Training isn't just about polishing prose; it is about empowering rural reporters to bridge the gap between traditional knowledge, people’s lived experiences, and climate science.
So, my role as a co-mentor for the VOICE Fellowship (Voices of Impacted Communities and Environments), under the CARE Project (Communicating Action and Resilience for Environmental Health in India) at IISER Pune, is one I took very seriously.

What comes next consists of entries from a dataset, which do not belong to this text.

PR #8591, opened 2026-07-22
fix: bind Prom remote read schema per query

discord9:

N/A

Prometheus remote-read requests may contain multiple queries with independent database/schema selectors. Previously, the HTTP handler extracted the first selector across the entire request and mutated one shared query context, causing every later query to read from the first query's schema.

This PR:

- extracts database selectors per remote-read query instead of per request;
- resolves one canonical catalog/schema/table target for each query;
- uses the same ordered targets for cross-catalog validation, table-aware permission checks, and query execution;
- preserves request-schema fallback for queries without an equality selector; and
- adds focused unit and HTTP integration coverage for explicit and mixed-schema query ordering.

There are no persisted-format, wire-format, or user-facing API changes.

Focused validation:

- `CARGO_PROFILE_TEST_DEBUG=0 cargo nextest run -p servers --lib test_extract_schema_from_query`
- `CARGO_PROFILE_TEST_DEBUG=0 cargo nextest run -p frontend --lib test_resolve_remote_query_target`
- focused frontend permission-target unit tests
- `cargo nextest run -p tests-integration --test main integration_http_file_test::test_prometheus_remote_schema_labels`

## PR Checklist

### DIFF
--- a/src/servers/src/prom_store.rs
+++ b/src/servers/src/prom_store.rs
@@ -19,7 +19,7 @@ use std::collections::BTreeMap;
 use std::hash::{Hash, Hasher};
 
 use api::prom_store::remote::label_matcher::Type as MatcherType;
-use api::prom_store::remote::{Label, Query, ReadRequest, Sample, TimeSeries, WriteRequest};
+use api::prom_store::remote::{Label, Query, Sample, TimeSeries, WriteRequest};
 use api::v1::RowInsertRequests;
 use arrow::array::{Array, AsArray};
 use arrow::datatypes::{Float64Type, TimestampMillisecondType};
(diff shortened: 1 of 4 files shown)


evenyag:
@codex review

evenyag:
@codex review

src/servers/src/prom_store.rs
```diff
@@ -121,19 +121,15 @@ pub fn table_name(q: &Query) -> Result<String> {
...
-    None
+/// Extract database selector from a remote read query.
+pub fn extract_schema_from_query(query: &Query) -> Option<String> {
+    query
+        .matchers
+        .iter()
+        .find(|matcher| {
+            is_database_selection_label(&matcher.name) && matcher.r#type == MatcherType::Eq as i32
+        })
+        .map(|matcher| matcher.value.clone())
```
evenyag, line 132: Will it contain multiple schemas?

discord9: A `ReadRequest` can contain multiple `Query` entries, and those queries may select different schemas—that is the case this change fixes. A single `Query` still resolves to one schema/table target; this helper extracts that query’s equality selector. If one query contains multiple database-selector aliases, it preserves the existing first-match behavior rather than spanning schemas. Rejecting conflicting aliases would be a separate behavior change.

evenyag (approved):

From December 16-20, the VOICE Fellowship brought together a diverse cohort of 40 grassroots journalists and communicators from across India for an intensive residential programme. It was an initiative led by Shalini Sharma, a social scientist and associate professor at IISER Pune, to help regional communicators report on the complex intersections of climate change and public health—from respiratory disorders due to air pollution to its invisible toll on mental health.
Watching these grassroots journalists, many of whom work in regional languages and in underserved districts, engage with scientists and public health researchers was a powerful reminder of what is possible when we invest in strengthening the local voices.
Vital climate stories aren't found in cold statistics slapped onto glossy pitch decks. They are found in the voices of people who live closest to the land, and community reporters who have their ear to the ground.
We need to continue listening, and training the next generation of sentinels. In the end, the survival of our planet hinges not on the efficiency of our algorithms, but on our ability to hear the grassroots stories the machines ignored. These stories of climate resilience exist beyond the world of large language models (LLMs).